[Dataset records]
==*==
PR #747, opened 2019-10-16
fix: add port forwarding on init

LukasGentele:
/kind bug

Makes sure DevSpace finds the component deployment and is able to add the port forwarding configuration automatically. Due to the fact that we changed from `component` to `helm` deployment when adding the deployment during `devspace init`, the check that looks for the component was always false resulting in not adding the port forwarding config by default. This PR fixes this.


FabianKramm:
Close in favor of #744

PR #752, opened 2019-10-21
Fixed Windows Powershell Command

afmsavage:
/kind documentation

resolves #

Yes, just fixing the front-page README.md to a more universal Powershell syntax.

No

I changed the Windows Powershell install command to use `Invoke-WebRequest` instead of `wget`.  wget is not an alias that Powershell has set by default in newer PSCore versions.  Tested on PSCore 6 and 7.  Older versions of Powershell for Windows, 5.1, do have `wget` aliased though to `Invoke-WebRequest`.


FabianKramm:
@afmsavage good catch, thanks for fixing! LGTM

PR #794, opened 2019-11-11
Add kubectl client auth plugins

mgruener:
/kind enhancement

**What is this pull request for? Which issues does it resolve?**
Adds support for the different kubectl auth-provider plugins (for example OIDC). Without the plugins devspace fails with the following error during deployments (and other operations that require kubernetes access):

```[fatal]  Unable to create new kubectl client: new client: No Auth Provider found for name "XXX"```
==*==
* ASSIGNED TASK: Exactly as written above, copy out all the records.

* OUTPUT:
PR #747, opened 2019-10-16
fix: add port forwarding on init

LukasGentele:
/kind bug

Makes sure DevSpace finds the component deployment and is able to add the port forwarding configuration automatically. Due to the fact that we changed from `component` to `helm` deployment when adding the deployment during `devspace init`, the check that looks for the component was always false resulting in not adding the port forwarding config by default. This PR fixes this.


FabianKramm:
Close in favor of #744

PR #752, opened 2019-10-21
Fixed Windows Powershell Command

afmsavage:
/kind documentation

resolves #

Yes, just fixing the front-page README.md to a more universal Powershell syntax.

No

I changed the Windows Powershell install command to use `Invoke-WebRequest` instead of `wget`.  wget is not an alias that Powershell has set by default in newer PSCore versions.  Tested on PSCore 6 and 7.  Older versions of Powershell for Windows, 5.1, do have `wget` aliased though to `Invoke-WebRequest`.


FabianKramm:
@afmsavage good catch, thanks for fixing! LGTM

PR #794, opened 2019-11-11
Add kubectl client auth plugins

mgruener:
/kind enhancement

**What is this pull request for? Which issues does it resolve?**
Adds support for the different kubectl auth-provider plugins (for example OIDC). Without the plugins devspace fails with the following error during deployments (and other operations that require kubernetes access):

```[fatal]  Unable to create new kubectl client: new client: No Auth Provider found for name "XXX"```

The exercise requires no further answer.